Worker config blocks in

iii-config.yaml
use marker comments for automatic management:

workers:
  # === iii:pdfkit BEGIN ===
  - name: pdfkit
    config:
      output_dir: ./output
  # === iii:pdfkit END ===

At startup, the engine resolves each worker name, finds the binary in

iii_workers/
, and spawns it as a child process.

Adapting This Pattern

Use the adaptations below when they apply to the task.

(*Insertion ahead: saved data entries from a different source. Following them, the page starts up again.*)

PR #797, opened 2026-07-30
fix(quarantine-reader): derive the fetch allowlist from the owner's egress gate

jkarcsi:
The same decision lived in two places. `store/egress-allowlist.json` is the owner's
gate for outbound calls; the quarantine reader carried a **second** domain list,
baked into its template and maintained by hand. Both halves of the drift bit a live
install on consecutive days:

- **2026-07-29** a domain was on the egress gate but not in the reader, so every fetch
  to it failed with `domain not on quarantine-reader fetch allowlist` while the
  operator was looking at an allowlist that said it was allowed.
- **2026-07-30** the operator added it to the deployed reader definition instead, and
  the next boot silently reverted the edit. `ensureQuarantineReader` compared the
  deployed file with the template and copied the template over it in *either*
  direction, while its docstring claimed it only wrote "when the template is newer".

**The fix.** The owner's domains become an *input* to the deploy.
`ownerAllowedDomains()` reads them from the egress allowlist, and
`renderQuarantineReader()` splices them into the shipped list inside a
marker-delimited block. A re-render replaces that block, so:

- the two lists cannot diverge;
- revoking a domain in the egress file revokes it in the reader too (a revoked
  permission that keeps working is the worse failure);
- the boot can no longer erase an owner-approved domain, it reproduces it.

Stripping the previous block is done by literal string position, not with a
`RegExp`: the markers contain parentheses, a dot and a slash, and the first version's
unescaped pattern turned `(from store/egress-allowlist.json)` into a capture group
that never matched the literal text. The revoke test caught that.

**Tests** (`src/__tests__/quarantine-allowlist-render.test.ts`, 13 cases). Render:
placement inside the domain section rather than at end of file, every shipped domain
surviving, idempotency across repeated renders, no duplicate line when the template
already ships the domain (case-insensitively), an empty owner list leaving the
template byte-identical, revoke removing the line again, and a template with no
bullets at all. Reader: happy path, trimming, non-string entries, malformed file,
missing file, and a file without a `domains` key -- all of which must mean "no extra
domains" and never throw, because a throw here leaves an agent with no reader
definition at all.

**Verification.** Build clean. Full suite: 3032 passed, 1 skipped, 0 failed. One
earlier run of this same commit showed a single failure that did not reproduce in two
further runs on a loaded box, and I could not pin which test it was -- reporting it
rather than claiming three clean runs.

**Note for reviewers:** this repo also documents the two-list rule in per-install
rule files (ours says "two allowlists, both are needed"). With this change that
sentence becomes wrong, so installs that copied it will want to update it. Mine did.

### DIFF
--- a/src/__tests__/quarantine-allowlist-render.test.ts
+++ b/src/__tests__/quarantine-allowlist-render.test.ts
@@ -2,7 +2,7 @@ import { describe, it, expect } from 'vitest'
 import { mkdtempSync, writeFileSync } from 'node:fs'
 import { tmpdir } from 'node:os'
 import { join } from 'node:path'
-import { renderQuarantineReader, ownerAllowedDomains } from '../web/agent-scaffold.js'
+import { renderQuarantineReader, ownerAllowedDomains, isPublicFetchHost } from '../web/agent-scaffold.js'
 
 // The quarantine reader may only fetch from an allowlist, and that list used to
 // exist TWICE: once in this template and once in store/egress-allowlist.json,
@@ -104,5 +104,70 @@ describe('ownerAllowedDomains', () => {
   it('a file without a domains key is not an error either', () => {
     writeFileSync(join(dir, 'egress-allowlist.json'), JSON.stringify({ note: 'empty for now' }))
     expect(ownerAllowedDomains(dir)).toEqual([])
+  })
+})
+
+// The egress gate and the reader are edited with different threat models: the
+// gate answers "may the main agent call this host" (a LAN box is ordinary), the
+// reader answers "may a fetch target be steered here". Inheriting the first into
+// the second without a filter widens the inward-facing boundary. Reported on
+// #797 with five values that all passed through before this.
+describe('isPublicFetchHost', () => {
+  it('rejects the five values that reproduced in review', () => {
+    for (const bad of ['127.0.0.1', 'localhost', '169.254.169.254', '192.168.1.50', '*']) {
+      expect(isPublicFetchHost(bad)).toBe(false)
+    }
+  })
+
+  it('rejects IP literals generally, not just the private ones', () => {
+    // A fetch target is a name; an address skips the name check entirely.
+    for (const ip of ['8.8.8.8', '10.0.0.1', '172.16.4.9', '0.0.0.0', '1.2.3.4']) {
+      expect(isPublicFetchHost(ip)).toBe(false)
+    }
+  })
+
+  it('rejects internal suffixes and single-label names', () => {
+    for (const bad of ['printer.local', 'db.internal', 'box.lan', 'wiki.intranet', 'nas', 'router.home']) {
+      expect(isPublicFetchHost(bad)).toBe(false)
+    }
+  })
+
+  it('rejects anything carrying a scheme, port, path, space or wildcard', () => {
+    for (const bad of ['https://claude.com', 'claude.com:8080', 'claude.com/blog', 'claude com', '*.claude.com', '']) {
+      expect(isPublicFetchHost(bad)).toBe(false)
+    }
+  })
+
+  it('accepts ordinary public hostnames', () => {
+    for (const ok of ['claude.com', 'docs.claude.com', 'hnrss.org', 'feeds.bbci.co.uk', 'export.arxiv.org']) {
+      expect(isPublicFetchHost(ok)).toBe(true)
+    }
+  })
+
+  it('is case and whitespace tolerant', () => {
+    expect(isPublicFetchHost('  Claude.COM  ')).toBe(true)
+  })
+
+  it('drops the rejected entries from ownerAllowedDomains instead of failing the read', () => {
+    const dir = mkdtempSync(join(tmpdir(), 'egress-filter-'))
+    writeFileSync(join(dir, 'egress-allowlist.json'), JSON.stringify({
+      domains: ['claude.com', '127.0.0.1', 'localhost', '169.254.169.254', '192.168.1.50', '*', 'docs.anthropic.com'],
+    }))
+    // The good ones survive; a hostile line does not take the whole file down.
+    expect(ownerAllowedDomains(dir)).toEqual(['claude.com', 'docs.anthropic.com'])
+  })
+})
+
+describe('renderQuarantineReader anchoring', () => {
+  it('puts the block in the Domain restriction section even when a later section has bullets', () => {
+    const tpl = [
+      '## Domain restriction', '',
+      'Only fetch URLs from these approved domains:',
+      '- `hnrss.org`', '',
+      '## Output format', '',
+      '- `url` the requested URL', '',
+    ].join('\n')
+    const out = renderQuarantineReader(tpl, ['claude.com'])
+    expect(out.indexOf('- `claude.com`')).toBeLessThan(out.indexOf('## Output format'))
   })
 })
--- a/src/__tests__/quarantine-allowlist-render.test.ts
+++ b/src/__tests__/quarantine-allowlist-render.test.ts
@@ -1,0 +1,108 @@
+import { describe, it, expect } from 'vitest'
+import { mkdtempSync, writeFileSync } from 'node:fs'
+import { tmpdir } from 'node:os'
+import { join } from 'node:path'
+import { renderQuarantineReader, ownerAllowedDomains } from '../web/agent-scaffold.js'
+
+// The quarantine reader may only fetch from an allowlist, and that list used to
+// exist TWICE: once in this template and once in store/egress-allowlist.json,
+// maintained by hand. The two drifted, and the deploy silently reverted the
+// hand-edit. These tests pin the fix: the owner's list is an INPUT to the
+// render, so a re-render cannot erase the owner's decision.
+const TEMPLATE = `---
+name: quarantine-reader
+---
+
+## Domain restriction
+
+Only fetch URLs from these approved domains. Reject all others:
+- \`status.anthropic.com\`
+- \`hnrss.org\`
+- \`www.reddit.com\` (RSS feeds only)
+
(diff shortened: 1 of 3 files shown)


Szotasz:
Good diagnosis, and the write-up is unusually honest: naming the RegExp bug your first version shipped, and the fact that the revoke test is what caught it, tells me more about the test quality than the case count does. The root cause is right too. Two copies of one decision, maintained by hand, drifting on consecutive days, and a docstring that described a behaviour the code did not have.

I measured the merge direction before reading the implementation, because combining two lists can be a posture change rather than a cleanup. On this install `store/egress-allowlist.json` holds four domains, all Anthropic documentation and platform hosts, and the shipped reader list is public news, RSS and status feeds. The union is harmless here. Two things about the general case are not covered by the PR, though.

**1. The two lists do not mean the same thing, and the reader's own description now contradicts the behaviour.**

The shipped description says the sub-agent is for "public APIs that are NOT on the main-agent egress allowlist". That is the reader's original role: the egress gate is what the main agent may call directly, and the reader exists to pull in what is not on it, precisely because that content is untrusted. This PR makes the egress list an input to the reader's list, so after the merge the description states the opposite of what the code does.

The 2026-07-29 incident you describe is real and worth fixing, so I am not arguing against the direction. But the description is what the model reads when it decides whether to route a fetch through the reader at all. Please update it in the same PR, otherwise the next person to debug a routing decision gets a document that disagrees with the deploy.

**2. `ownerAllowedDomains()` takes any non-empty string, including private and internal hosts.**

The filter is `typeof d === 'string' && !!d.trim()`. Nothing rejects `localhost`, `127.0.0.1`, RFC1918 ranges, `*.local`, or an internal hostname. That is fine for an egress gate, where an owner adding their own dashboard host is an ordinary thing to do. It is a different claim on the reader, whose domain list is the boundary that keeps a fetch target from being steered somewhere internal.

The exposure is indirect rather than dramatic: the reader only fetches what its caller asks for, and the caller is the main agent, but the main agent is exactly the thing that can be influenced by content the reader brought in earlier. The domain list is the backstop for that loop, and this PR widens it as a side effect of a change an owner would reasonably make for an unrelated reason.

I am not asking for a full SSRF policy. Either filter private and loopback targets out of `ownerAllowedDomains()`, or state in the code comment that the egress gate is trusted to that level on purpose. What I do not want is for the decision to be made implicitly by a list that was written with a different threat model in mind.

Neither point is a correctness blocker and the implementation itself is clean, including the deliberate choice of literal string position over a RegExp. Fix 1 in this PR, answer 2 either way, and I will merge once the run passes.

Szotasz:
Follow-up on my earlier review: the run-time verification is done, and point 2 is no longer a theoretical objection. It reproduces.

**The full suite is green on this branch.** `tsc --noEmit` clean, 221/221 files and 3036/3036 tests pass, which includes the 13 new ones this PR adds. Nothing here breaks anything.

**Merge direction, measured rather than read.** I asked whether combining the two lists narrows or widens the reader's allowlist. It widens, by construction: `renderQuarantineReader` unions rather than replaces, so the reader's list can never shrink, only grow. Running the pure function against the live store on this install:

```
template:        11 domains
after render:    15 domains
removed:          0
added:            4   (platform.claude.com, docs.claude.com, docs.anthropic.com, www.anthropic.com)
```

Four legitimate Anthropic documentation hosts, harmless in themselves. The posture change is the point, not those four: from here on the reader permits whatever the owner's egress gate permits, plus the shipped eleven.

**Point 2 reproduces, and it is worse than I described.** I fed five hostile values through `ownerAllowedDomains()`. All five landed unchanged in the reader's allowlist:

```
127.0.0.1
localhost
169.254.169.254      <- cloud metadata endpoint
192.168.1.50
*                    <- not a domain at all
```

The filter is `typeof d === 'string' && !!d.trim()`, so nothing rejects loopback, private ranges, link-local, or a bare wildcard. A single typo or a hostile line in `store/egress-allowlist.json` now widens the boundary that keeps a fetch target from pointing inward. That file is edited as an egress gate, by someone thinking about outbound calls, who has no reason to expect it also governs what the quarantine reader may reach.

Please validate the owner-supplied entries as public hostnames and drop loopback, private, link-local and wildcard values. This is the one blocking item.

**One more thing I want to flag, not blocking.** The insertion anchor is the last backtick-bullet in the file. That is correct today, because all eleven bullets sit in the Domain restriction section and that section ends the file. It is fragile though: the moment a backtick-bullet appears in any later section, the per-install block silently relocates there. Anchoring on the `## Domain restriction` heading instead would survive that.

Credit where due: stripping the previous block by literal `indexOf` rather than a `RegExp` is the right call given the parentheses and dots in the markers, and your own comment documents the real bug that taught you it.

Green on the run, blocked on the validation. Fix that and the description contradiction from my earlier comment, and it goes in.

jkarcsi:
Both fixed, and the blocking one was right to block: I had made the reader inherit a list written for a different question.

**Validation.** `isPublicFetchHost()` now rejects IP literals of any kind, single-label names, the internal suffixes (`.local`, `.internal`, `.lan`, `.home`, `.arpa`, …), and anything carrying a scheme, port, path, space or wildcard. Your five reproduce as rejected on the shipped function:

```
127.0.0.1          false
localhost          false
169.254.169.254    false
192.168.1.50       false
*                  false
claude.com         true
```

I rejected **all** IP literals, not just the private ranges. A fetch target here is a name, and an address skips the name check entirely, so allowing public addresses would only buy a way to phrase a target that the rest of the list cannot reason about. A rejected entry is dropped rather than fatal: one hostile line must not take the file down and leave an agent with no reader definition at all.

**Description.** You were right that the PR turned it into the opposite of the behaviour. It now says to route every fetch through the reader whether or not the host is on the egress allowlist, with the reason stated: being allowed to reach a host says nothing about trusting what the host returns. That sentence is what the model reads when it decides whether to use the reader, so a stale one misroutes fetches rather than merely confusing a human.

**Anchor.** Taken as well. It now anchors inside the `## Domain restriction` section instead of on the last backtick-bullet in the file.

**Verified the way you did it.** Against the live store: 13 owner entries all pass the filter, template 11 domains renders to 13, nothing removed. Tests now 21 cases, including a mixed allowlist where the good entries survive a hostile neighbour. Full suite: 3043 passed, 1 skipped, 0 failed.

One thing I want to name rather than leave implicit, since you framed it as a posture question: after this PR the reader's boundary is *derived* from the egress gate plus a public-host filter. That is narrower than what I shipped first, but it is still wider than the shipped eleven, and the widening happens whenever the owner edits the gate. If you would rather the reader keep its own list and the two be reconciled by a check that *fails loudly* on drift instead of merging, say so -- that is a different design and I would rather hear it now than after it is in.

Szotasz:
Re-measured on the new head. Both change requests are answered, and one of my own review questions turned out to be asked on the wrong axis. Details, because the second part changes what this PR is.

**1. The five inward-facing values are rejected.** `127.0.0.1`, `localhost`, `169.254.169.254`, `192.168.1.50` and `*` all fail `isPublicFetchHost`. I ran them myself rather than relying on the new test file, and added a wider adversarial set: IPv6 in several spellings, octal and decimal IPv4 (`0177.0.0.1`, `2130706433`, `127.1`), a trailing dot, `%2e` encoding, a unicode full-width dot, and the internal suffixes. All rejected. Good work.

**2. "Does the derivation narrow or widen?" was the wrong question, and the answer is neither.** I asked it because a derived list can silently open a boundary. So I measured the boundary instead of arguing about it:

- The egress-gate hook fires on **sub-agent** WebFetch calls, not only on the main agent's. Verified with a positive control first (a deliberately blocked main-agent call, to prove the block log actually writes), then the same URL through the quarantine-reader: blocked, and logged.
- So the reader's prose list is not the boundary. The hook is, both before and after this PR.
- On the install I measured, the two lists have an **empty intersection**: every domain the reader's prose list allows is blocked by the hook, and every domain the hook allows is refused by the reader itself. The reader could not fetch anything at all.

That reframes the change: it does not widen an effective boundary, it makes the reader's prose agree with what the hook already permits, so the fetch path becomes usable at all. That is a repair.

**3. One residual, not a blocker for this PR.** The domains the template ships stay unreachable after this merge, because they are not on the egress allowlist either. Restoring that path needs a separate decision (allowlist entries, or a sub-agent-aware branch in the hook), and it is being tracked separately.

**4. Small hardening idea, also not a blocker.** `isPublicFetchHost` rejects address literals but accepts public *names* that resolve inward: `127.0.0.1.nip.io`, `10.0.0.1.nip.io` and `192-168-1-50.sslip.io` all pass, and so does `kubernetes.default.svc` while `db.svc.cluster.local` is rejected. Reaching it requires an entry on the allowlist in the first place, so it is defence in depth rather than an open door, but it is the same class the filter exists for.

jkarcsi:
Thanks for measuring the boundary instead of arguing it — the empty-intersection finding is the real story: the reader's prose list had drifted off the egress hook entirely, so this makes the fetch path usable at all rather than widening anything.

**On residual (3).** The shipped domains are now partly restored from the egress side. The owner approved adding the news/docs sources today, so `anthropic.com`, `openai.com`, `blog.google`, `deepmind.google`, `huggingface.co`, `simonwillison.net`, `ai.meta.com`, `github.com` and `raw.githubusercontent.com` are now on `store/egress-allowlist.json` (and mirrored into the reader's prose list on this install). That is the 'allowlist entries' path you flagged; the sub-agent-aware hook branch stays the cleaner long-term fix and remains tracked.

**On hardening (4).** The `nip.io`/`sslip.io` + `kubernetes.default.svc` class is real. Since reaching it still needs an allowlist entry it is defence-in-depth, so I will take it as a follow-up on `isPublicFetchHost` (reject a name whose resolved literal is inward) rather than fold it into this PR.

  • Start with file_based adapters for development, switch to Redis/RabbitMQ for production
  • Define queue configs per workload: high-concurrency for parallel jobs, FIFO for ordered processing
  • Use environment variables with defaults for all deployment-sensitive values (URLs, ports, credentials)
  • Enable only the workers you need — unused workers can be omitted from the config
  • Use
    iii worker add
    to install external workers and auto-generate their config blocks
  • Set
    max_retries
    and
    backoff_ms
    based on your failure tolerance and SLA requirements
  • Configure
    iii-observability
    with your collector endpoint and sampling ratio
  • Use
    host: 127.0.0.1
    instead of
    host: localhost
    to avoid IPv4/IPv6 mismatches on macOS

Pattern Boundaries

  • For HTTP handler logic (request/response, path params), prefer
    iii-http-endpoints
    .
  • For queue processing patterns (enqueue, FIFO, concurrency), prefer
    iii-queue-processing
    .
  • For cron scheduling details (expressions, timezones), prefer
    iii-cron-scheduling
    .
  • For OpenTelemetry SDK integration (spans, metrics, traces), prefer
    iii-observability
    .
  • For real-time stream patterns, prefer
    iii-realtime-streams
    .
  • Stay with
    iii-engine-config
    when the primary problem is configuring or deploying the engine itself.

When to Use

  • Use this skill when the task is primarily about
    iii-engine-config
    in the iii engine.
  • Triggers when the request directly asks for this pattern or an equivalent implementation.

Boundaries

  • Never use this skill as a generic fallback for unrelated tasks.
  • You must not apply this skill when a more specific iii skill is a better fit.
  • Always verify environment and safety constraints before applying examples from this skill.